Una coltellata può mettere fine a quel sentimento distorto e disfunzionale? È possibile che ancora oggi, mentre fior fiori di psichiatri, psicologi, psicoterapeuti ma anche criminologi, diventano virali sui social raccontando la verità sulla gestione dei nostri sentimenti, c’è ancora chi crede che togliere la vita possa soddisfare quella sete di possesso? Sì, perché di questo si tratta.
«O sei mia o di nessun altro».
Così mi sento padrone di decidere della tua vita. Di accoltellarti mentre esci dall’università, mentre semplicemente vivi la tua vita senza di me. Inasprire le pene sul femminicidio, parlare e sensibilizzare su un reato ancora oggi in crescita, evidentemente non basta. È dell’animo umano che dobbiamo tornare a prenderci cura perché è evidente che qualcosa non sta più funzionando da tempo.
Una tragedia senza fine. Una, nessuna e centomila. E anche questa volta, dopo Giulia, tra qualche settimana dimenticheremo anche Sara. Fa schifo, ma è così. Lo sappiamo tutti perché viviamo ogni morte come se fosse lontana da noi. E non ci rendiamo conto di quanto ci stiamo sbagliando.

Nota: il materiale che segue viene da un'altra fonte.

PR #1830, opened 2018-02-14
Another place where we need "defined".

tmooney:
Hot on the heals of #1829 we have another location that needed fixing.


apipe-tester:

apipe-tester:

PR #1831, opened 2018-02-15
Fix for assigning new instrument data to specified AnP.

tmooney:
The `@data` passed in here is not the Genome object but the synch object, so we need to look up the Genome entitiy for the add command.


apipe-tester:

apipe-tester:

PR #1837, opened 2018-02-22
`genome model cwl-pipeline` usability improvements

tmooney:
* Make `builds` a positional parameter when useful.
* Add the base of the command tree so tab-completion can find these commands and they appear in help.


apipe-tester:

apipe-tester:

PR #1839, opened 2018-02-26
Look for the latest workflow or LSF job.

tmooney:
A build could have multiple processes (and workflows) since it can be restarted.  For most purposes (like `genome model build stop`) the most recent process is the correct one to consider.


chrisamiller:
+3(?)

PR #1845, opened 2018-03-27
Only allow restart by the user who originally started a build.

tmooney:
Restricted permissions in the Toil directories will typically mean a different user would be unable to properly continue the attempt.


chrisamiller:
+1

PR #1846, opened 2018-03-28
Remove the source file's index when we remove the source file.

tmooney:
This is a rather brute-force implementation :smile:  Alternatively, we could examine the filename or call `_is_currently_bam` and `_is_currently_cram` to decide which index to remove.


chrisamiller:
+1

Sara domani potrei essere io, una mia amica, mia sorella, Sara domani potresti essere tu. E non esiste alcuna motivazione per cui girarsi dall’altra parte e fare finta di nulla sia giustificabile. L’orrore senza fine nei confronti delle donne non può essere più tollerato. Nessun uomo o, peggio ancora, ragazzo può più arrivare a pensare che una donna «sia cosa sua» tanto da decidere se possa vivere o debba morire. Nessuno può più restare in silenzio di fronte a quei reati sentinella che sanno tanto di stalking ma che puntualmente non vengono denunciati.

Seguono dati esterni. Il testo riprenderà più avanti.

PR #1849, opened 2018-03-29
Command for importing LIMS BAMs from the new archive system.

tmooney:
This command has only been tested under a `xenial`-based environment.  It almost certainly doesn't work with older systems, thanks to the fancy ACLs in place in the new archive system.


tmooney:
I've added a commit to remove the allocation if something goes wrong (and also continue on to the next instrument data in the list).

What is the error message you're seeing about missing fields?  Maybe we could still quiet it if it's not truly problematic.

jasonwalker80:
I don't have the error message anymore. I can't find the logs for those. It only happened with one data set. I haven't seen it since. I'd move on with this PR.

PR #1857, opened 2018-05-25
WIP: Short Name option for interval list creation

jasonwalker80:
add short_name option for interal list generation.

I labeled this WIP since I can't confirm this worked. when I went to set a test name I couldn't determine the existing result ID.


tmooney:
We'll need to backfill and rehash all the existing results to account for the new input.

tmooney:
I believe that #1911 implements the intent of this PR, so I'll close this one.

Una ragazza può anche non avere o trovare la forza di denunciare ma chiunque può farlo salvandola dal suo aguzzino che si cela sotto l’ombra di un amore malato.

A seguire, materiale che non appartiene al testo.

PR #1862, opened 2018-08-21
Make sure $self gets passed to _resolve_bam_path.

tmooney:
This fixes the errors recently seen in the synch cron.


jasonwalker80:
+2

Dovremmo insegnare l’amore, quello che fa rima con bellezza e non con morte. Quell’amore platonico che mette il bene dell’altro sopra ogni cosa. Quell’amore che sa di libertà, soprattutto quella di scelta.
Libere di non corrispondere senza avere paura di un coltello puntato al collo. Libere di amare chi ci pare senza essere uccise. Libere di essere donne in un mondo che non terrorizza le donne.
Dovremmo insegnare agli uomini a riscoprirsi forti senza la violenza, a lasciare andare quando non sono all’altezza, a curarsi le ferite dell’amore quando non corrisposto. Dovremmo insegnare che nessuno ha diritto sulla vita degli altri, che la mia libertà finisce dove inizia quella dell’altro. E che sono libera di dire no, basta senza essere uccisa.
Solo la settimana scorsa abbiamo parlato, nuovamente, di violenza di branco, di una ragazzina succube e violentata per anni. Orrore su orrore.
A che serve, dunque, celebrare giornate contro la violenza sulle donne se non denunciamo quando una nostra amica o parente è perseguitata? A cosa serve inasprire le pene se non educhiamo al rispetto della libertà altrui? A cosa serve parlare d’amore se non conosciamo le insidie e le trappole dell’amore?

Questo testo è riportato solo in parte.